(Stored data entries)
PR #15005, opened 2024-04-24
Correct HS Time Calculation and Print Statements

rclarke0:
# Overview

Concise print statements and HS on time calculation correction.

# Test Plan

Tested on ABR robots.

# Changelog

Previously, the heater shaker temperature on time was linked to the shaker on time. This has been corrected to reference the correct command string. If the heatershaker is not deactivated, the on time is calculated with the protocol end time stamp.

The problem:
Write out exactly each line of the entries, starting at the one containing "Tested on ABR robots." and finishing with the last line.

Answer area:
Tested on ABR robots.

# Changelog

Previously, the heater shaker temperature on time was linked to the shaker on time. This has been corrected to reference the correct command string. If the heatershaker is not deactivated, the on time is calculated with the protocol end time stamp.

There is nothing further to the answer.